By default, databricks-bundle-decorators deploys tasks as python_wheel_task jobs that install a .whl artifact at task startup. An alternative is to pre-install your package (and all dependencies) into a custom Docker image. This eliminates wheel install time and gives you full control over the runtime environment.

Quick start

uv init my-pipeline && cd my-pipeline
uv add databricks-bundle-decorators
uv run dbxdec init --docker

The --docker flag generates a pipeline example with libraries=[] and a databricks.yaml without the artifacts section, since the package is pre-installed in the Docker image rather than uploaded as a wheel.

How it works

The key difference from the standard wheel deployment is the libraries parameter on @job:

from databricks_bundle_decorators import job, job_cluster, task

docker_cluster = job_cluster(
    name="docker_cluster",
    spark_version="16.4.x-scala2.12",
    node_type_id="Standard_DS3_v2",
    num_workers=2,
    docker_image={
        "url": "my-registry.io/my-pipeline:latest",
    },
)

@job(
    cluster=docker_cluster,
    libraries=[],  # package is pre-installed in the image
)
def my_pipeline():
    @task
    def extract():
        ...

    @task
    def transform(data):
        ...

    raw = extract()
    transform(raw)

libraries=[]

When libraries is not specified (the default), every generated task includes Library(whl="dist/*.whl") — Databricks installs the wheel before running the task. Setting libraries=[] tells the framework to skip library installation entirely because the package is already available in the container.

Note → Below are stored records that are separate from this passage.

PR #7623, opened 2021-07-26
Nerfs T-25 bullet to a middle ground of 20 damage, also reduces melee force to 25 base from 35 base

Hekzder:
## About The Pull Request

Basically the title, #7539 was probably a bit of an overcorrection in terms of smartrifle damage, 20 is a good middle ground. I agree that 15 was too weak but disagree that 25 is more reasonable, it definitely makes it a tad strong.

Also the T-25 has big meme melee force right now while also supporting a bayonet, giving it higher melee force than the T-29 is kind of silly in that regard.

## Why It's Good For The Game

Balance is good, increasing the damage of a gun by 66% that has faster wield delay, fire rate, and probably other factors that I'm missing compared to the T-29 was probably not a good idea. This is why we balance things in increments instead of a huge increase at once. 

## Changelog
:cl:

balance: T-25 now does 20 damage instead of 25, has 25 melee force instead of 35

/:cl:

### DIFF
--- a/code/modules/projectiles/ammo_datums.dm
+++ b/code/modules/projectiles/ammo_datums.dm
@@ -1001,7 +1001,7 @@ datum/ammo/bullet/revolver/tp44
 
 /datum/ammo/bullet/smartgun/smartrifle
 	name = "smartrifle bullet"
-	damage = 25
+	damage = 20
 	penetration = 15
 	sundering = 1
 
--- a/code/modules/projectiles/guns/rifles.dm
+++ b/code/modules/projectiles/guns/rifles.dm
@@ -911,7 +911,7 @@
 	item_state = "t25"
 	caliber = CALIBER_10x26_CASELESS //codex
 	max_shells = 50 //codex
-	force = 35
+	force = 25
 	aim_slowdown = 0.55
 	wield_delay = 0.6 SECONDS
 	fire_sound = "gun_smartgun"


Losenis:
From tivi's testing he didn't even notice the damage increase and wanted to merge a buff he didn't know was already merged. If 25 damage at 0.2 firerate is "too strong" then pretty much the t12 t18 and t42 are too strong too.

If you're pushing with the smartrifle to chase a xeno the iff is redundant and you're only holding a T12 with req-only ammo.

Hekzder:
> From tivi's testing he didn't even notice the damage increase and wanted to merge a buff he didn't know was already merged. If 25 damage at 0.2 firerate is "too strong" then pretty much the t12 t18 and t42 are too strong too.
> 
> If you're pushing with the smartrifle to chase a xeno the iff is redundant and you're only holding a T12 with req-only ammo.

A damage increase of 10 on a gun that does 15 damage is incredibly noticeable, that is a 66% increase in damage. I highly doubt this is the case. 

The issue boils down to having the T-25 do 25% more damage than the T-29, while also shooting faster, having less wield delay, and also having a greater choice of attachments is not really the best idea in terms of making them competitive. Putting them on the same level of damage boils the choice down to "Do I want the IFF gun with more versatility but less ammo and sunder or do I want the IFF gun that is slower but has more ammo and more sunder?" which is generally a choice of playstyle. 

As it stands now, at 25 damage, I think the smart rifle is just better than the T-29 entirely and the choices are not incredibly competitive.

Losenis:
Bruh the moment you don't have a marine in front of you it's just a t12 clone

Hekzder:
> Bruh the moment you don't have a marine in front of you it's just a t12 clone

The T-25 does 10 more pen and double the sunder of the T-12 and also has free IFF, so when you _do_ have Marines in front of you, you are using a T-12 on steroids basically. But even in your world of a hyper aggressive smartgunner that for some reason is at the frontline chasing, you are still using a better T-12. At 25 damage the T-25 is literally just the T-12 on steroids.

Losenis:
For a role-locked weapon tivi had to RNG 3 rounds to get on top of having to ERP RO to have a chance to get ammo for? Yeah, sounds about right.

Good call on the melee nerf though, that is stupid as hell since you can just push and 1shot purple sacs as you go so xenos can't even maul you on weeds. Hell go even further beyond and remove the ability to mount a bayonet, SGnrs have zero business being in melee.

David-Stormwell:
> 
> 
> Hell go even further beyond and remove the ability to mount a bayonet, SGnrs have zero business being in melee.
I disgree heavily and say keep it.
Otherwise, my personal suggestion would be to nerf it to simply 20 force.
The bullet damage nerf is good, as I myself didn't even agree with the buff.

Hekzder:
Not opposed to nerfing melee force further to 20 but I'll leave that up to maintainers. Though yes I do agree that you should still be able to put a bayonet on the SR regardless, the wider variety of attachments is a factor in what differentiates the SG from the SR.

BraveMole:
the buff was an overbuff, this is more fair

TiviPlus:
With the damage it does, the fact that iff doesnt matter in chasing, the fact you need to manually need to collect your magazines and beg the RO for a refill box all while competing for the reloads with other players hoarding them, and the fact that SG slots are limited means that I really think this buff isnt needed so ill be closing this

libraries parameter reference (per-job)

Value Behavior
None (default) Use default_libraries from generate_resources() (defaults to dist/*.whl)
[] No libraries — package pre-installed in Docker image
[Library(...)] Custom libraries — e.g. PyPI packages, Maven JARs

Tip

If all your jobs use a non-standard wheel location, set default_libraries on generate_resources() instead of repeating libraries= on every @job. See Bundle Configuration.

Dockerfile example

Your Docker image must have:

  1. The Databricks runtime base image
  2. Your pipeline package installed (with databricks-bundle-decorators)
  3. The dbxdec-run entry point available on $PATH
FROM databricksruntime/standard:16.4.x-scala2.12

# Install your pipeline package (includes databricks-bundle-decorators)
COPY dist/*.whl /tmp/
RUN pip install /tmp/*.whl && rm /tmp/*.whl

Build and push:

uv build --wheel
docker build -t my-registry.io/my-pipeline:latest .
docker push my-registry.io/my-pipeline:latest

databricks.yaml for Docker

With Docker deployment you typically don't need the artifacts section since no wheel is uploaded during databricks bundle deploy:

bundle:
  name: my-pipeline

# No artifacts section needed — package is in the Docker image.

python:
  venv_path: .venv
  resources:
    - 'resources:load_resources'

targets:
  dev:
    mode: development
    workspace:
      host: https://<your-workspace>.azuredatabricks.net/

Mixing Docker and wheel tasks

You can mix deployment strategies across different jobs in the same project. Each @job has its own libraries setting:

# This job uses the standard wheel deployment
@job(cluster=wheel_cluster)
def standard_job():
    ...

# This job uses Docker
@job(cluster=docker_cluster, libraries=[])
def docker_job():
    ...

Important notes

  • Entry point discovery: The dbxdec-run console script must be on $PATH inside the container. This happens automatically when you pip install the package that depends on databricks-bundle-decorators.

  • resources/__init__.py still runs locally: The load_resources() entry point is invoked by databricks bundle deploy on your local machine (not inside the Docker image). Make sure your local environment has the package installed for codegen to work.

  • Image registry access: Your Databricks workspace must have network access to pull from your container registry. Configure authentication via workspace-level Docker credentials.